Introduction to My Brain
I am currently finishing up the fall semester of my 2nd year at the iSchool at SU. For the first time in the year and a half that I have been here, I finally feel a sense of real comfort in what I am doing here. After struggling with it for months, I am sensing the beginnings of coherence in between my thoughts, my interests, and what is feasible for possible dissertation subjects.
In brief, I have always been fascinated with how we live our lives online and why. What motivates people to join a virtual community? How to we present ourselves online? How do we communicate in these forums, and are they fundamentally different from "real life", or face-to-face settings? What meaning to people derrive from their relationships online? While perhaps these are questions with manageable scopes on the surface, the more I dug into these questions, the more questions that arose. More situational contexts emerged to indicate that they were not narrow enough. And, essentially, these questions, while united under an umbrella, it is an overly wide and flimsy umbrella.
A much tighter focus is where I need to be as an independent scholar, and where I believe the path is becoming less obscured. I began considering my questions from an individual level, and the need to understand behavior as behavior is essentially the programming that makes the larger system of society function. Yet, the programming can really only be done at this individual level. My previous questions, while benign-sounding enough, really envelopped many different behaviors, making them somewhat problematic from the perspective of a PhD student who needs to focus down and define a "thing" that can be studied, and done so through scientifically-sound research.

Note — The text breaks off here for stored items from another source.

PR #7072, opened 2025-01-08
fixes #6878: Allow building and packaging Windows installer on Windows

### LINKED ISSUE #6878: Replace $VERSION by ${project.version} in WEB-INF/web.xml
##Context
Eventually, we'd like contributors to actually be able to run `mvn package` on Windows, instead of currently only Mac users.  This issue was opened to begin to investigate the `/packaging/pom.xml` and start to untangle things better for a profile for Windows, which currently fails to successfully produce an OpenRefine Windows package on Windows (sigh).  But first, we should take care of TODO's perhaps?  Previous maintainers left some TODO's without creating an issue to resolve it.  So this is that issue and my attempt to research and find a resolution.

We currently have a workaround for the `web.xml` version string replacement during packaging here:
https://github.com/OpenRefine/OpenRefine/blob/11168a425bfc829a8d81bc58c2cacb93cca19b52/packaging/pom.xml#L232-L23

I did some research, and it seems the Maven War Plugin could be used to automatically replace property placeholders (string interpolation) within the `web.xml` file?

Current TODO's are found under
- https://github.com/OpenRefine/OpenRefine/blob/11168a425bfc829a8d81bc58c2cacb93cca19b52/packaging/linux.xml#L66
- https://github.com/OpenRefine/OpenRefine/blob/11168a425bfc829a8d81bc58c2cacb93cca19b52/packaging/windows-with-jre.xml#L79

Example snippets that could be added to our main pom.xml :

### Example 1
```
      <!-- War plugin used to automatically replace property placeholders,
       such as ${project.version} within /WEB-INF when running 'mvn package'
       -->
      <plugin>
        <artifactId>maven-war-plugin</artifactId>
        <version>3.4</version>
        <configuration>
        <!-- this is weird but "filtering" here actually also does "replacing" of property placeholders -->
          <filteringDeploymentDescriptors>true</filteringDeploymentDescriptors>
        </configuration>
      </plugin>
```

Or more specifically it seems that we could also just apply "filtering" to resources that we want or need:
### Example 2
```
<plugin>
    <groupId>org.apache.maven.plugins</groupId>
    <artifactId>maven-war-plugin</artifactId>
    <configuration>
        <webResources>
            <resource>
                <filtering>true</filtering>
                <directory>src/main/webapp</directory>
                <includes>
                    <include>**/web.xml</include>
                </includes>
            </resource>
        </webResources>
    </configuration>
</plugin>
```

References:
1. https://maven.apache.org/plugins/maven-war-plugin/faq.html
2. https://stackoverflow.com/questions/15355708/how-to-replace-a-value-in-web-xml-with-a-maven-property
3. https://stackoverflow.com/questions/40430305/how-to-do-string-replacements-with-maven-war-plugin-2-6

kalindafab:
Fixes #6878 

- added dynamic version replacement 
- added filtering for specific resources
- there was chmod cmd which fails to run on windows  so i made executable to macos only.

@thadguidry what do you think about this?


thadguidry:
@kalindafab Did you get the package to be generated successfully?  I get testing errors.
When I checked out your PR, and run on Windows 11, for example, with this command `mvn '-Drevision=3.9.0' clean compile` I get test errors such as the following:

```
[INFO] BUILD FAILURE
[INFO] ------------------------------------------------------------------------
[INFO] Total time:  33.284 s
[INFO] Finished at: 2025-01-09T13:02:16+08:00
[INFO] ------------------------------------------------------------------------
[ERROR] Failed to execute goal org.apache.maven.plugins:maven-compiler-plugin:3.13.0:testCompile (default-testCompile) on project grel: Compilation failure: Compilation failure:
[ERROR] /F:/GitHubRepos/OpenRefine/modules/grel/src/test/java/com/google/refine/expr/functions/strings/SmartSplitTests.java:[40,30] cannot access com.google.refine.grel.ControlFunctionRegistry
[ERROR]   bad class file: F:\GitHubRepos\OpenRefine\modules\grel\target\classes\com\google\refine\grel\ControlFunctionRegistry.class
[ERROR]     unable to access file: java.nio.file.NoSuchFileException: F:\GitHubRepos\OpenRefine\modules\grel\target\classes\com\google\refine\grel\ControlFunctionRegistry.class
[ERROR]     Please remove or make sure it appears in the correct subdirectory of the classpath.
[ERROR] /F:/GitHubRepos/OpenRefine/modules/grel/src/test/java/com/google/refine/grel/ast/ControlCallExprTest.java:[13,30] cannot access com.google.refine.grel.Control
[ERROR]   bad class file: F:\GitHubRepos\OpenRefine\modules\grel\target\classes\com\google\refine\grel\Control.class
[ERROR]     unable to access file: java.nio.file.NoSuchFileException: F:\GitHubRepos\OpenRefine\modules\grel\target\classes\com\google\refine\grel\Control.class
[ERROR]     Please remove or make sure it appears in the correct subdirectory of the classpath.
[ERROR] /F:/GitHubRepos/OpenRefine/modules/grel/src/test/java/com/google/refine/grel/ast/ControlCallExprTest.java:[17,5] cannot find symbol    
[ERROR]   symbol:   class Control
[ERROR]   location: class com.google.refine.grel.ast.ControlCallExprTest
[ERROR] /F:/GitHubRepos/OpenRefine/modules/grel/src/test/java/com/google/refine/grel/ast/OperatorCallExprTest.java:[15,13] cannot access com.google.refine.grel.ast.OperatorCallExpr
[ERROR]   bad class file: F:\GitHubRepos\OpenRefine\modules\grel\target\classes\com\google\refine\grel\ast\OperatorCallExpr.class
[ERROR]     unable to access file: java.nio.file.NoSuchFileException: F:\GitHubRepos\OpenRefine\modules\grel\target\classes\com\google\refine\grel\ast\OperatorCallExpr.class
[ERROR]     Please remove or make sure it appears in the correct subdirectory of the classpath.
[ERROR] /F:/GitHubRepos/OpenRefine/modules/grel/src/test/java/com/google/refine/grel/GrelTestBase.java:[29,59] cannot access com.google.refine.grel.Parser
[ERROR]   bad class file: F:\GitHubRepos\OpenRefine\modules\grel\target\classes\com\google\refine\grel\Parser.class
[ERROR]     unable to access file: java.nio.file.NoSuchFileException: F:\GitHubRepos\OpenRefine\modules\grel\target\classes\com\google\refine\grel\Parser.class
[ERROR]     Please remove or make sure it appears in the correct subdirectory of the classpath.
[ERROR] /F:/GitHubRepos/OpenRefine/modules/grel/src/test/java/com/google/refine/expr/functions/LengthTests.java:[49,26] cannot access com.google.refine.expr.functions.Length
[ERROR]   bad class file: F:\GitHubRepos\OpenRefine\modules\grel\target\classes\com\google\refine\expr\functions\Length.class
[ERROR]     unable to access file: java.nio.file.NoSuchFileException: F:\GitHubRepos\OpenRefine\modules\grel\target\classes\com\google\refine\expr\functions\Length.class
[ERROR]     Please remove or make sure it appears in the correct subdirectory of the classpath.
[ERROR] /F:/GitHubRepos/OpenRefine/modules/grel/src/test/java/com/google/refine/expr/functions/strings/SmartSplitTests.java:[108,29] cannot find symbol
[ERROR]   symbol:   variable ControlFunctionRegistry
[ERROR]   location: class com.google.refine.expr.functions.strings.SmartSplitTests
[ERROR] /F:/GitHubRepos/OpenRefine/modules/grel/src/test/java/com/google/refine/grel/ast/ArrayExprTest.java:[15,24] cannot access Evaluable    
[ERROR]   class file for Evaluable not found
```

thadguidry:
OK, it seems that those errors are because I was still pointing to OpenJDK 21 and not OpenJDK 11.
Re-running now...

thadguidry:
It works!

```
[INFO] Using workdir F:\Maven_Local_Repo\net\sf\launch4j\launch4j\3.50\launch4j-3.50-workdir-win32
[WARNING] <bundledJreAsFallback/> has been removed! It has no effect!
[INFO] launch4j: Compiling resources
[INFO] launch4j: Linking
[INFO] launch4j: Successfully created F:\GitHubRepos\OpenRefine\packaging\target\openrefine_with_jre.exe
```

The zip file is created successfully as well

image

and when extracted looks like:

image

After double-clicking on `openrefine.exe` I do see a small issue where the version replacement didn't occur correct in the app?

image

thadguidry:
I also don't think that the `packaging\target` folder should have the following Mac or Linux resources?

- mac_jre
- OpenRefine.app
- mac_jre.tar.gz
- openrefine-linux-3.9-SNAPSHOT.tar.gz

thadguidry:
Where's the INNO installer?  Did it get skipped somehow erroneously?

thadguidry:
> I am glad its working somehow 😊. For the version not being passed to the package i think it the problem of filtering i need to make more research on this, but as i see the version on the name is 3.9 but when opening it shows you 3.8.7. i nedd to figure it out well
> 
No, the opening shows a notification banner we normally have when a new version exists.  In this case, the ${project.version} isn't a semantic version at all like `3.8.7` and so it doesn't match and OpenRefine "thinks" there's a new version and notifies with the yellow banner.  So ignore that.

> also about macos and linux resources being built the build process suggests that the build process is configured to package artifacts for multiple platforms by default, so i feel like we need to add plugins or profiles that bundle platform-specific dependencies and artifacts. using some Maven element like .

Correct, and @wetneb has some of this described in our docs.  Hmm, our CI builds and packages with a maven command, but then I see we have the `./refine dist <version>` command he documented here: https://openrefine.org/docs/technical-reference/build-test-run#building-distributions-kits
Maybe I need to use THAT command instead of `mvn ...` ?  What is the batch file `dist` section really performing?  Can we see?

> 
> is INNO setup alternative of dmg in windows? because i made generate-dmg for macos , because it was having chmod cmd which wasn't running on windows 10

DMG is only for Mac.  On Windows it's always .exe's.
I'm afraid here too, I'd need @wetneb help to answer you, or @tfmorris

wetneb:
The discussion here is going in a lot of directions and I am pinged multiple times, but I don't understand what is needed from me. Would someone be able to summarize one clear question for me to answer?

Looking at the changes in this PR, it seems that this is introducing a new plugin to generate a `.war` archive. This seems orthogonal to fixing the packaging workflow on Windows, no?

thadguidry:
> The discussion here is going in a lot of directions and I am pinged multiple times, but I don't understand what is needed from me. Would someone be able to summarize one clear question for me to answer?
>

Could the `./refine.bat` file be modified, in theory and in your opinion, so that it might be able to build the distribution for Windows on Windows?
Would that be the best approach?  Or would simply providing the long `mvn ...` command be enough? (to me it seems enough and now builds and packages with launch4j and bundles the zip, which prior to this PR, it never did for me on Windows)

> Looking at the changes in this PR, it seems that this is introducing a new plugin to generate a `.war` archive. This seems orthogonal to fixing the packaging workflow on Windows, no?

I suggested the war plugin in the original issue - it allows property placeholder replacement for the version string.  But I'm not convinced if it's really needed or not.

thadguidry:
@kalindafab disregard the INNO setup... our CI handles that, and it isn't a requirement to fix the issue of building and packaging the .exe and bundled .zip.  The INNO Installer packaging is a special version we offer for download, but it just makes it easy to install OpenRefine... dev's just need the bundled .zip which currently happens correctly on Windows with your changes from what I see.

The only issue that remains is that of picking up the custom version passed in as a mvn parameter... `mvn '-Drevision=3.9.8' package` and the version updated in the file names, and xml as appropriate.  Because currently, the files stay being created as `-3.9-SNAPSHOT` and in the UI, it shows as `${project.version}`.  Probably because we have hardcoded `3.9-SNAPSHOT` in `main\pom.xml` and `pom.xml` and all the pom's?

@wetneb The hardcoded version in pom's doesn't seem ideal.  This should always be passed in as a mvn parameter I think and our CI can use that method to set the version for snapshots and releases?

thadguidry:
> According to documentation ./refine dist only runs on mac os x. the issue here we need to make it work also on window right?
> 

I had split the Tasks in issue #6878 to fix the packaging build on Windows, and then also ensure that on Windows as well, a dev could build the Installer version.

This PR you are working on can be focused on only the `mvn ...` packaging build.  Improving the Windows `./refine.bat` to make it also handle `dist` that would create the Windows Installer packaging (and borrow from the [steps ](https://github.com/OpenRefine/OpenRefine/blob/15b5aae98997ff887598d7752e291fdc8b5ba7f7/.github/workflows/snapshot_release.yml#L314) in our `.github\workflows\snapshot_release.yml`) can be done in another PR by whomever wants to pick that task.

> also the hardcoding of 3.9 SNAPSHOT IN pom's can be replaced by dynamic version passed in mvn parameter.
If you can make that work, then great.  I think our CI `snapshot_release.yml` might then have to be modified a bit to account for that?

wetneb:
> Could the `./refine.bat` file be modified, in theory and in your opinion, so that it might be able to build the distribution for Windows on Windows?

I think the `mvn package -P windows` command looks like a good candidate for it.

thadguidry:
@kalindafab You'll need to run the right command, first of all:
`mvn -B package -DskipTests '-Drevision=3.9.8' -P windows`

The -P is for Profile where in the packaging pom.xml you'll see the profile id for `windows`.
Within that profile is where you can customize, as well as other individual pom's, but only where necessary of course.
I think you might want to get more familiar with Maven Profiles first. https://maven.apache.org/guides/introduction/introduction-to-profiles.html

I've just added a commit that enables the auto activation of the Windows profile when on Windows. (which eliminates the need to constantly pass the `-P windows` parameter for folks using Windows like me.

You'll then need to investigate how to filter the resources (or movement/copying of those resources folders) when the profile is set to Windows.  Consult the Maven docs (or individual plugins docs) or Stackoverflow for help in this.

Currently with the command `mvn package -DskipTests -Drevision=3.9.8` I get the following error, which is something else you will need to address likely in the assembly plugin or within the Windows Maven Profile?  Do we need those files?  Maybe something can be tweaked so that the assembly plugin doesn't need to see those files and can still assemble correctly for the Windows Profile and the resources needed and not needed? :-)  Dive in, have fun!  You're doing great and learning more Maven!

```
[ERROR] Failed to execute goal org.apache.maven.plugins:maven-assembly-plugin:3.7.1:single (package-distributions) on project packaging: Error reading assemblies: Error locating assembly descriptor: windows-without-jre.xml
[ERROR]
[ERROR] [1] [INFO] Searching for file location: F:\GitHubRepos\OpenRefine\packaging\windows-without-jre.xml
[ERROR]
[ERROR] [2] [INFO] File: F:\GitHubRepos\OpenRefine\packaging\windows-without-jre.xml does not exist.
[ERROR]
[ERROR] [3] [INFO] File: F:\GitHubRepos\OpenRefine\windows-without-jre.xml does not exist.
[ERROR] -> [Help 1]
```

thadguidry:
@kalindafab I've helped you a bit more with another commit and added the extra `windows-without-jre.xml` file that comments out copying the jre folder.  Some developers will want to make the Windows distribution with the embedded JRE package... some without the embedded JRE.

thadguidry:
I then get the error:
```
[ERROR] Failed to execute goal on project packaging: Could not resolve dependencies for project org.openrefine:packaging:pom:3.9.8
[ERROR] dependency: org.openrefine:server:jar:3.9.8 (provided)
```

But if I look at the effective pom (without passing the revision parameter) this might be a clue:
```
PS F:\GitHubRepos\OpenRefine\packaging> mvn help:effective-pom -P windows
[INFO] Scanning for projects...
[ERROR] [ERROR] Some problems were encountered while processing the POMs:
[ERROR] 'dependencies.dependency.version' for org.openrefine:server:jar must be a valid version but is '${revision}'. @ line 622, column 16
 @
[ERROR] The build could not read 1 project -> [Help 1]
[ERROR]
[ERROR]   The project org.openrefine:packaging:${revision} (F:\GitHubRepos\OpenRefine\packaging\pom.xml) has 1 error
[ERROR]     'dependencies.dependency.version' for org.openrefine:server:jar must be a valid version but is '${revision}'. @ line 622, column 16
[ERROR]
[ERROR] To see the full stack trace of the errors, re-run Maven with the -e switch.
[ERROR] Re-run Maven using the -X switch to enable full debug logging.
[ERROR]
[ERROR] For more information about the errors and possible solutions, please read the following articles:
[ERROR] [Help 1] http://cwiki.apache.org/confluence/display/MAVEN/ProjectBuildingException
```

If I build the effective pom for revision 3.9.8 and analyze it, I can see towards the beginning that indeed the Server jar is not getting complied but is defaulting in scope to be provided already, which is not what we want I think as a default for the Windows profile (since that environment is always assumed currently to be a local build?  But that might change in the future when we want to have signed .exe like we do for Mac distribution  Hmmm...):
```
  <dependencies>
    <dependency>
      <groupId>org.openrefine</groupId>
      <artifactId>server</artifactId>
      <version>3.9.8</version>
      <scope>provided</scope>
    </dependency>
    <dependency>
      <groupId>org.jvnet.localizer</groupId>
      <artifactId>localizer</artifactId>
      <version>1.31</version>
      <scope>compile</scope>
    </dependency>
  </dependencies>
  ```

thadguidry:
OK, I've sorted out the server versioning, which was being hardcoded and really should not be. (we can handle some of what we need to do for release versions in our CI workflows instead.)

@wetneb I've restructured our profiles to make it easier for local dev (and later CI build/release), but now assembly doesn't quite work out on Windows, and is skipped, so I need to include that in the default build section, but I'm unsure why we have assembly being geared for `mac.webapp.dir` ?  What's the history or reasoning on that?  The more I know the more I can make the local packaging work seamlessly no matter if done on Windows, Mac, Linux - the ideal state we want to be in on this PR.

wetneb:
> I'm unsure why we have assembly being geared for mac.webapp.dir ?

What do you mean by "geared for"? This variable should only be relevant when generatring the MacOS DMG file, I don't think it steers anything else.

thadguidry:
@wetneb OK, thanks for confirming.

wetneb:
This PR seems to contain various independent changes, some of which have influence on the build and packaging process in general (not just on Windows), so it looks unlikely to me that we can merge it. Perhaps #6878 could be made more specific, attempting to solve a particular error that happens when running the packaging process on Windows.

thadguidry:
@kalindafab Please revert to prior to my changes `git revert 3c0f472`.

thadguidry:
@wetneb it's not ready for review, this should be changed back to a Draft PR until we're really ready.

tfmorris:
Closing as stale.

PR #7077, opened 2025-01-10
Use all 4 cores during build test for server

thadguidry:
Ref: https://docs.github.com/en/actions/using-github-hosted-runners/using-github-hosted-runners/about-github-hosted-runners#standard-github-hosted-runners-for-public-repositories

GitHub Runners for Ubuntu have 4 cores.
Maven 3+ has experimental support for parallel builds https://cwiki.apache.org/confluence/display/MAVEN/Parallel+builds+in+Maven+3
I've tested locally on my Windows 11 PC with `mvn -T 8 clean package` and saw no issues, but instead a vastly faster build about 1/4 the time, since we already did a pretty good job of our multi-module project and declaring all the dependencies correctly, it's able to figure out what can run in parallel over the CPU cores I have (8 cores).

The other alternative is to use Maven Daemon (built with GraalVM and fast like Gradle) https://github.com/apache/maven-mvnd But that's much more involved and requires building and setting up a custom Runner image that has Maven Daemon installed (since the normal Ubuntu runner image [does not include it](https://github.com/actions/runner-images/blob/main/images/ubuntu/Ubuntu2404-Readme.md), but only Maven); and then we'd need to keep it up to date; more maintenance we don't need to take on.

Fixes #{issue number here}

- 
- 
-

### DIFF
--- a/.github/workflows/pull_request_server.yml
+++ b/.github/workflows/pull_request_server.yml
@@ -3,6 +3,7 @@ name: server CI
 on:
   pull_request:
     paths:
+      - '.github/workflows/pull_request_server.yml'
       - 'benchmark/**'
       - 'conf/**'
       - 'extensions/database/src/**'
--- a/.github/workflows/pull_request_server.yml
+++ b/.github/workflows/pull_request_server.yml
@@ -92,7 +92,7 @@ jobs:
       - name: Check Java linting
         id: java_linting
         run: |
-          mvn -B compile test-compile formatter:validate impsort:check javadoc:javadoc -Ddoclint=html,syntax,accessibility,reference
+          mvn -T 4 -B compile test-compile formatter:validate impsort:check javadoc:javadoc -Ddoclint=html,syntax,accessibility,reference
 
       - name: Configure connections to databases
         id: configure_db_connections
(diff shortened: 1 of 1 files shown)


wetneb:
Isn't it curious that the CI jobs that should indeed be sped up by the change are not getting run on this PR? Perhaps just because the paths don't include the workflows themselves.

thadguidry:
@wetneb  Looking deeper.  Wait, only the E2E tests ran on this, lolol?  Indeed, they are not even needed on this PR and the workflow(s) that should be run are not getting included.  Shall I handle updating those workflows?  Or did you want to address this yourself?  Happy either way.

wetneb:
Maybe you can just add `- '.github/workflows/pull_request_server.yml'` to the list of paths at the beginning of .github/workflows/pull_request_server.yml, in this PR?

wetneb (approved):

thadguidry:
Note to self, in case I forget in the future:
```
[WARNING] *****************************************************************
[WARNING] The following plugins are not marked as thread-safe in OpenRefine - packaging:
[WARNING]   sh.tak.appbundler:appbundle-maven-plugin:1.2.0
[WARNING]   org.codehaus.mojo:license-maven-plugin:2.5.0
[WARNING]
[WARNING] Enable debug to see precisely which goals are not marked as thread-safe.
[WARNING] *****************************************************************
```

PR #7080, opened 2025-01-13
Change release manager to Antonin

wetneb:
See https://forum.openrefine.org/t/openrefine-3-9-release-schedule-contents/1796.

Given that I am in the process of leaving the project, I would like to pass on this role to someone else. If anyone is interested in taking up this role, I am available to help them get up to speed on the process.

### DIFF
--- a/GOVERNANCE.md
+++ b/GOVERNANCE.md
@@ -57,7 +57,7 @@ The Release Manager is responsible to
 * Coordinate with the community to select which issues and pull requests are part of new releases
 * Prepare and coordinate publishing new releases
 
-The current Release Manager is [Tom Morris](https://github.com/tfmorris).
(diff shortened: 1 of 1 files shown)


Abbe98 (approved):
Is there a case against having multiple release managers?

wetneb:
I think it likely would work too. The only downside I can imagine would be a dilution of responsibilities which could delay releases, but I guess we already have the problem of not doing releases often enough. Would you be interested in being part of a release team, @Abbe98?

Abbe98:
> Would you be interested in being part of a release team, @Abbe98?

Only as a backup so to say.

wetneb:
That's helpful, it's still unclear how the developer hire will go and it will surely take a bit of time before they have the necessary overview to make new releases.

PR #7091, opened 2025-01-18
ci: Run release workflow when a draft release is published

wetneb:
The GitHub Actions workflow that creates our release artifacts was not triggered when first creating a draft release and then publishing it. This fixes it.


Abbe98 (approved):

tfmorris:
This is causing the release workflow to get triggered twice. The second build fails to upload to OSSRH due to its idempotency requirements. I've opened #7692 to restructure the release flow to give us more flexibility, so we can address the duplicate runs as part of that.

PR #7096, opened 2025-01-21
operations: Expose column dependencies in c.g.r.o.cells

wetneb:
Following up on #7056, this adds the column dependencies and diffs to all operations in the `com.google.refine.operations.cells` package.


wetneb:

PR #7097, opened 2025-01-21
operations: Expose column dependencies in c.g.r.o.recon

wetneb:
Following up on #7056, this adds the column dependencies and diffs to operations in the `com.google.refine.operations.recon` package.

The data extension operation does not expose anything yet: this will be tackled in a separate PR, as it requires adaptations to the operation metadata.


wetneb:

PR #7098, opened 2025-01-21
operations: Expose column dependencies for c.g.r.o.rows

wetneb:
Following up on #7056, this adds the column dependencies and diffs to all operations in the `com.google.refine.operations.rows` package.


wetneb:

PR #7100, opened 2025-01-22
fix: Double opening of file selection in 'Apply' dialog

wetneb:
In Chrome-based browsers, the "Browse" button in the "Apply" dialog would open the file selection dialog twice when clicked.
This was because the file selection dialog was only set up after the first click. This PR simplifies that.

Discovered in a testing session with @thadguidry.


thadguidry:
I'm building this (having to re-download all the dependencies - HD crash as I said before)... give me a few hours to test, or in my AM.

thadguidry:
Fixed!  Good Job.  Works on Chrome and Edge for me.

wetneb:
Yes, it still works fine on Firefox.

thadguidry (approved):

PR #7101, opened 2025-01-22
ui: Use 'Run operations' instead of 'Perform operations' in Apply dialog

wetneb:
In the dialog to apply a recipe, the confirmation button currently reads "Perform operations". In a testing session with @thadguidry, we realized "perform" has somewhat abstract / convoluted tones. @thadguidry suggested "Apply operations" or "Replay operations". I think "Run operations" is even simpler and more straightforward. What do you think?

image

### DIFF
--- a/main/webapp/modules/core/langs/translation-en.json
+++ b/main/webapp/modules/core/langs/translation-en.json
@@ -897,7 +897,7 @@
     "core-buttons/refresh": "Refresh",
     "core-buttons/reset-all": "Reset all",
     "core-buttons/remove-all": "Remove all",
-    "core-buttons/perform-op": "Perform operations",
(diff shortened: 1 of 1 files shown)


magdmartin:
This may be a small change in the UI, but it will render many tutorials and courses outdated. I am not convinced of the benefits of making this change versus the wider impact on contributors maintaining courses.

wetneb:
As you want, I am not attached to this, but the plan is to do much bigger changes to this dialog anyway, impacting any tutorials covering this area much more.

magdmartin:
Ah! If this is part of a larger change, then no worries; go ahead with the wording change. Thanks for the clarification.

The bahvior I am finding most interesting right now is Representation of Self. This is a subject that has previously received attention in the field of Infomation Science, but largely through the lens of identity. I see self-representation as a distinct element of identity, a specific behavior. This is something I am going to be thinking through, struggling with, and defining as I continually redefine it. While I have been actively doing this for about a month, I will likely be writing about this is more detail in future posts. Here, today, I am simply feeling this as the appropriate outlet for expressing joy at the process of narrowing down. Rather than do it out of pure necessity, I am glad to be able to do so out of true interest!